**Dataset:**
━━━━━━━━━━━━━━━━
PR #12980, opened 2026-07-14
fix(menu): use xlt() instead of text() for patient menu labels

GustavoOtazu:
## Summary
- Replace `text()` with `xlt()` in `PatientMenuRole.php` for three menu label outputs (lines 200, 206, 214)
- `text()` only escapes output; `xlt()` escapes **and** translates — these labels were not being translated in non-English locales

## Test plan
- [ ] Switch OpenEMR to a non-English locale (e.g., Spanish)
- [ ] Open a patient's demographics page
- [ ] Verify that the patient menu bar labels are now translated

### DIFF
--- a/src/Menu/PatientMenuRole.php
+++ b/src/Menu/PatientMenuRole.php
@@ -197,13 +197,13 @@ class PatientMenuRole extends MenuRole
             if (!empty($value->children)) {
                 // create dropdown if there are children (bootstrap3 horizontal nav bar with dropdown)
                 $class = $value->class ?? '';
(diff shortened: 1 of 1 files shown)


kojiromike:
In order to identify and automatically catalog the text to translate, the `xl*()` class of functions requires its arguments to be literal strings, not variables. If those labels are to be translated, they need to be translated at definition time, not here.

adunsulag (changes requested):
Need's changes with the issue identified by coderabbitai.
━━━━━━━━━━━━━━━━
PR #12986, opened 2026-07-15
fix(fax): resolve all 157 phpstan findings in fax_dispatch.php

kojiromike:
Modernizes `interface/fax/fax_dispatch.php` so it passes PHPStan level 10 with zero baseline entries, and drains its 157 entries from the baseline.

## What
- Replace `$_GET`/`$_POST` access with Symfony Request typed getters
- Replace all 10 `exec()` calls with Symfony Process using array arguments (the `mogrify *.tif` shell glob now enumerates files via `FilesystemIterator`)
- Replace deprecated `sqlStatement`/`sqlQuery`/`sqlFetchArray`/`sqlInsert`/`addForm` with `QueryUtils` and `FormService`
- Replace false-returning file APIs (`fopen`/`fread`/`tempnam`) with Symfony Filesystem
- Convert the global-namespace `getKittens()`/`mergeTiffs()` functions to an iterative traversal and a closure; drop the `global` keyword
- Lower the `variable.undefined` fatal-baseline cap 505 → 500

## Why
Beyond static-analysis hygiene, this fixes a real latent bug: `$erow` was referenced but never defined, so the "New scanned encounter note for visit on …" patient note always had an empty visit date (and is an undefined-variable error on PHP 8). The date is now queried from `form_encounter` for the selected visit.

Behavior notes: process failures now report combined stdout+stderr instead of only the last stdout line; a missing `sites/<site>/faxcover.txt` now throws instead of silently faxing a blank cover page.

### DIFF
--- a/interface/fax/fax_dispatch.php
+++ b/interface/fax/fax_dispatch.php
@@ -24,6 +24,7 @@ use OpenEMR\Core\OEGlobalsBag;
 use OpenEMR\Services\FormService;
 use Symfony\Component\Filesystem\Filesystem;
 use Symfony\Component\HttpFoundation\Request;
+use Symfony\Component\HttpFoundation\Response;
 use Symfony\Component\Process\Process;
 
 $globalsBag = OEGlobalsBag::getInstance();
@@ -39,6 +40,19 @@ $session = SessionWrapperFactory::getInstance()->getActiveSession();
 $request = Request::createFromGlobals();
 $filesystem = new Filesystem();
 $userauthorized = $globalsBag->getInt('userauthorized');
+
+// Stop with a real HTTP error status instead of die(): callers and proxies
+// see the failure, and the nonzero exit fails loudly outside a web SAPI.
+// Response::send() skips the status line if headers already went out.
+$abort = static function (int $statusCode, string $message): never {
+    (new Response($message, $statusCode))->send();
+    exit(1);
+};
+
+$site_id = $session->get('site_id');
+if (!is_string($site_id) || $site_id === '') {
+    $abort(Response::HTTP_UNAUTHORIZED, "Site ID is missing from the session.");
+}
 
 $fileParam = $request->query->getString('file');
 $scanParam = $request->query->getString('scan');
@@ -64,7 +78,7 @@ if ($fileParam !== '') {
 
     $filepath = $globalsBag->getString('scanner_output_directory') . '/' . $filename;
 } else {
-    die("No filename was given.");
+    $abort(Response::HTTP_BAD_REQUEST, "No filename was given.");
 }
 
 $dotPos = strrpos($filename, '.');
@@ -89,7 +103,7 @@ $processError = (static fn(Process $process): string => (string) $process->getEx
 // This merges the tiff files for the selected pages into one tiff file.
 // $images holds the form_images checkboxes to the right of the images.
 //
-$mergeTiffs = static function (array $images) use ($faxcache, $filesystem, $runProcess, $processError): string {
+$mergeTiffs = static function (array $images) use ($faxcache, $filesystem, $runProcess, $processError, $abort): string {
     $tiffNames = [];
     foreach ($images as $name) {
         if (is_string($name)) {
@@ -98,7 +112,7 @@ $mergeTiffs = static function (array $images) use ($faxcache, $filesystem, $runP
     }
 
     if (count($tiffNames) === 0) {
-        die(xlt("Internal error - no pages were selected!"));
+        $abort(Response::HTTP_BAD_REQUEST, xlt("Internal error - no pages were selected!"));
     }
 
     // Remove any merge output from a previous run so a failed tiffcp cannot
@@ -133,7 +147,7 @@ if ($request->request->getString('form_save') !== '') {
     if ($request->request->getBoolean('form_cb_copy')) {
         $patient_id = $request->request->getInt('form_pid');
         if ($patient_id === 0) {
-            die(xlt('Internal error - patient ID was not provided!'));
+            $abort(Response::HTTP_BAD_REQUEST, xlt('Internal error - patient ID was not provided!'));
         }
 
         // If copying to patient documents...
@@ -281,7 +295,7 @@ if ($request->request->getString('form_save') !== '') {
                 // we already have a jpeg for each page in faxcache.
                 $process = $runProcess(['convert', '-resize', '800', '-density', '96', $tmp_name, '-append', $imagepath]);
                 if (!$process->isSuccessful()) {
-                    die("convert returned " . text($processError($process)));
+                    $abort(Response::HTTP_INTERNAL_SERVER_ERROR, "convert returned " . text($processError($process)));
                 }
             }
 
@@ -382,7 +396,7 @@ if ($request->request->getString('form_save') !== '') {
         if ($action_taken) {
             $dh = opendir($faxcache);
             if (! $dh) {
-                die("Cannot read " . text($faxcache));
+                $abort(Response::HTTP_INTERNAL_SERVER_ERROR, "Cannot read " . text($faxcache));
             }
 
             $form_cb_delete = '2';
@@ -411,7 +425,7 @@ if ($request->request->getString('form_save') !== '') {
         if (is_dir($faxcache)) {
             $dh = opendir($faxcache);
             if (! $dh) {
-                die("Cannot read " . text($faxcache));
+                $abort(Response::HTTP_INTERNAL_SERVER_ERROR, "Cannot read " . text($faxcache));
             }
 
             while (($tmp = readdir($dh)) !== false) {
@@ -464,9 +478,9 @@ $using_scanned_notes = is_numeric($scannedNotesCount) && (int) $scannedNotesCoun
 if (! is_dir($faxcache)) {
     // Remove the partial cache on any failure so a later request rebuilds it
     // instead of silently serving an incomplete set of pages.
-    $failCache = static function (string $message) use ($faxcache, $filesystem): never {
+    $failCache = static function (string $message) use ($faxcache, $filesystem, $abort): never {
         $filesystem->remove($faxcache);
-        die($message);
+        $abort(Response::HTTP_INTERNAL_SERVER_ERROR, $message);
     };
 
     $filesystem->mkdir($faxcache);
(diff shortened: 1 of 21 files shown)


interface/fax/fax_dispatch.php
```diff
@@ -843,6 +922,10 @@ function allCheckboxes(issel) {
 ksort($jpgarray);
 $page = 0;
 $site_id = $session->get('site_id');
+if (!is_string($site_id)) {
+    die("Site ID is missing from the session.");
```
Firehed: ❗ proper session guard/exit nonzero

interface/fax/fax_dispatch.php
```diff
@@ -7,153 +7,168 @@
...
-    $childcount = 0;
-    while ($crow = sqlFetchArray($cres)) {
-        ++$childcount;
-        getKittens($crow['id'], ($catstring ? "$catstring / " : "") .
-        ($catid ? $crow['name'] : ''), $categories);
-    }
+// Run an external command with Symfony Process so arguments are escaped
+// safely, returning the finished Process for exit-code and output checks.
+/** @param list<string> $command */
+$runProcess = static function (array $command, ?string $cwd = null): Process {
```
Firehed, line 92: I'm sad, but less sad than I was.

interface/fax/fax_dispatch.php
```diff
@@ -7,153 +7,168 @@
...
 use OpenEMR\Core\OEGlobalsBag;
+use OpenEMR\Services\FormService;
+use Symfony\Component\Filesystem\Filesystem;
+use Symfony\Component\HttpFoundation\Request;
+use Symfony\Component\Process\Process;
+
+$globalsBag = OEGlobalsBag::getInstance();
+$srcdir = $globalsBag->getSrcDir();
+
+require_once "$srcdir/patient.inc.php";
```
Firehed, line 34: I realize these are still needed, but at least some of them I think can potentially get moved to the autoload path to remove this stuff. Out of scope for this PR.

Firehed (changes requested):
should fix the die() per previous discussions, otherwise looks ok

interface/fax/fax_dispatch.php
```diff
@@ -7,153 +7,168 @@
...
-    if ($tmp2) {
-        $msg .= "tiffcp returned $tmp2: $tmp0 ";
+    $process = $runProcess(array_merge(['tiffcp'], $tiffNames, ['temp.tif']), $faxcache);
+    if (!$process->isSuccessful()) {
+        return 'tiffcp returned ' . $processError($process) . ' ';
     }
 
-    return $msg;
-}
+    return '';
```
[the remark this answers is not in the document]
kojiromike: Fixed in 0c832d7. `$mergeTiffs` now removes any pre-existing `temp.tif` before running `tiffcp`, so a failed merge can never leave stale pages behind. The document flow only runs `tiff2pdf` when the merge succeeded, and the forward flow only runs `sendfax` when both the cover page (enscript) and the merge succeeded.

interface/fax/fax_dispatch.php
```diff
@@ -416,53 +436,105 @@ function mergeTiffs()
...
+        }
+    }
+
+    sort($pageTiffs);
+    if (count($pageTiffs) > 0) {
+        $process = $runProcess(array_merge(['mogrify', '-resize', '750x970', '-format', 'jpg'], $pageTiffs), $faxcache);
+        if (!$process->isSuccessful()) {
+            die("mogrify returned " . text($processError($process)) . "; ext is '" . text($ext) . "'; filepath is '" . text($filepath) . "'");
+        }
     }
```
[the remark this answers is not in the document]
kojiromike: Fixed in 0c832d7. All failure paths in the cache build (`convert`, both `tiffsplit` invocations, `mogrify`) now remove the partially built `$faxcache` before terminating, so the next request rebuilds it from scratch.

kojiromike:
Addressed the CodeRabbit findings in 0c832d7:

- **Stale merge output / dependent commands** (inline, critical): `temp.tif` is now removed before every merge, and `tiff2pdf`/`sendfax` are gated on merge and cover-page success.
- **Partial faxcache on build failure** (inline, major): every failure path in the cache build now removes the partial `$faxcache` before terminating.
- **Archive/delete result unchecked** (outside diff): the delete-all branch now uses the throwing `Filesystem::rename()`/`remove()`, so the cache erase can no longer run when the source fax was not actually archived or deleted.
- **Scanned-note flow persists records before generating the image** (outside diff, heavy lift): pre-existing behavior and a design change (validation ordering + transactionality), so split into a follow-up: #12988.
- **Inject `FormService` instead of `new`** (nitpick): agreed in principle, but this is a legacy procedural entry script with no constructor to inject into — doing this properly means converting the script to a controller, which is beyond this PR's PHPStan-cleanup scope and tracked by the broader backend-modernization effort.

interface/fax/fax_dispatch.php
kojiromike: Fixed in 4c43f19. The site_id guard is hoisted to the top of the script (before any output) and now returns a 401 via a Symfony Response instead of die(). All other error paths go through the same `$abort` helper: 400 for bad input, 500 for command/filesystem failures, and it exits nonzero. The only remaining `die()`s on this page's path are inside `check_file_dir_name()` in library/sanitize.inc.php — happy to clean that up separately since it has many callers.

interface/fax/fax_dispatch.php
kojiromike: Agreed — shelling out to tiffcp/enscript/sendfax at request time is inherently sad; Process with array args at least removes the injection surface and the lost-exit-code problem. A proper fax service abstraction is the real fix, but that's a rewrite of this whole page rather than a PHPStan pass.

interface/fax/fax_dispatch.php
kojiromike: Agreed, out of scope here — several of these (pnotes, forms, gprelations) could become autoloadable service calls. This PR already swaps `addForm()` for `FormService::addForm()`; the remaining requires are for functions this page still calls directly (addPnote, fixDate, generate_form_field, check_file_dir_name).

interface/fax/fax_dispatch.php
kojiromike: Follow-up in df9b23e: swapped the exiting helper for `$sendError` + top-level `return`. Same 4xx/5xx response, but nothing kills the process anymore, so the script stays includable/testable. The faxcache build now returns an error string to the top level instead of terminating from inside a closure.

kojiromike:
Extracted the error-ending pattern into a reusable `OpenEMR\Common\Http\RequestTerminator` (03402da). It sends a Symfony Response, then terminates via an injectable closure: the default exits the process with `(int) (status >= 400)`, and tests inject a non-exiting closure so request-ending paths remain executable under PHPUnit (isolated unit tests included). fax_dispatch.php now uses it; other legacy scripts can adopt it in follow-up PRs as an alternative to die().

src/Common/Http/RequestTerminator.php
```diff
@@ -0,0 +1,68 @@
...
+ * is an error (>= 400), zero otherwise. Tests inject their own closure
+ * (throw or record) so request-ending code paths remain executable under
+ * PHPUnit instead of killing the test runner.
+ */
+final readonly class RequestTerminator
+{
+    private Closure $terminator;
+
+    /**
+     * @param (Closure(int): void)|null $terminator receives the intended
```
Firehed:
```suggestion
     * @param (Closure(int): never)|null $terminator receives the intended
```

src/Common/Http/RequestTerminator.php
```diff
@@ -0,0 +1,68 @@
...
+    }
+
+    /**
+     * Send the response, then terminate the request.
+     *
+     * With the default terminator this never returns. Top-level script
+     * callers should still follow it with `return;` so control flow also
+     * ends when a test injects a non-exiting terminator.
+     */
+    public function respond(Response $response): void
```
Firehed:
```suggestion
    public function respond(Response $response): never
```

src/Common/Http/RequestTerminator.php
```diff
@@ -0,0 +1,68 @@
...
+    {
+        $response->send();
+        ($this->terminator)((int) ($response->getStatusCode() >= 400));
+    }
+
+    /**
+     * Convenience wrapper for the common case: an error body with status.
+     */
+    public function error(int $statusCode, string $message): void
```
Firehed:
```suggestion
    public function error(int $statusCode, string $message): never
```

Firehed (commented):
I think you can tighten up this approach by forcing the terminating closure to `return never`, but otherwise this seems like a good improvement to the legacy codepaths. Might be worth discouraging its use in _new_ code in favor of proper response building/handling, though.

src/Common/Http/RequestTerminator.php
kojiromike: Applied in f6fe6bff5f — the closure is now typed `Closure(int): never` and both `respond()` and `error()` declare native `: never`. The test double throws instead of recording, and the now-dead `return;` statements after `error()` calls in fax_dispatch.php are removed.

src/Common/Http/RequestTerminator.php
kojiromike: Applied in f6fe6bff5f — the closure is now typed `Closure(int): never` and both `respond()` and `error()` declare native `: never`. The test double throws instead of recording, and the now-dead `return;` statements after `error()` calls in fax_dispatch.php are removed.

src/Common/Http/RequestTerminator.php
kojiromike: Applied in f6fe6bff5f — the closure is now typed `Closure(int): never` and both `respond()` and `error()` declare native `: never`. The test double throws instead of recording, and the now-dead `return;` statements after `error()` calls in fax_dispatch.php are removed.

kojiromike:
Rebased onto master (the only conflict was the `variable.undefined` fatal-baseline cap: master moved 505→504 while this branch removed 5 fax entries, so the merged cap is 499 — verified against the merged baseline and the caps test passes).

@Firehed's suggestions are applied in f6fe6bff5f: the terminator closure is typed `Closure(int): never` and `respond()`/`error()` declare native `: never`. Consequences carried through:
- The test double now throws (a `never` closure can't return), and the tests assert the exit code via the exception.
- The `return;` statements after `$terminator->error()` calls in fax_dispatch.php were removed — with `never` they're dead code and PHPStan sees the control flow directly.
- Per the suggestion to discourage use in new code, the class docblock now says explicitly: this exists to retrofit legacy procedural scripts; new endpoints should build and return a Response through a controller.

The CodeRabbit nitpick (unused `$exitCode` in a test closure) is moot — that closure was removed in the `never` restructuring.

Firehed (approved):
━━━━━━━━━━━━━━━━
**Your instructions:** Both the line containing "PR #12980, opened 2026-07-14" and the line containing "--- a/src/Menu/PatientMenuRole.php" belong in the answer. Print them and every line above that falls between them exactly, and no others.

**Exercise answer:**
PR #12980, opened 2026-07-14
fix(menu): use xlt() instead of text() for patient menu labels

GustavoOtazu:
## Summary
- Replace `text()` with `xlt()` in `PatientMenuRole.php` for three menu label outputs (lines 200, 206, 214)
- `text()` only escapes output; `xlt()` escapes **and** translates — these labels were not being translated in non-English locales

## Test plan
- [ ] Switch OpenEMR to a non-English locale (e.g., Spanish)
- [ ] Open a patient's demographics page
- [ ] Verify that the patient menu bar labels are now translated

### DIFF
--- a/src/Menu/PatientMenuRole.php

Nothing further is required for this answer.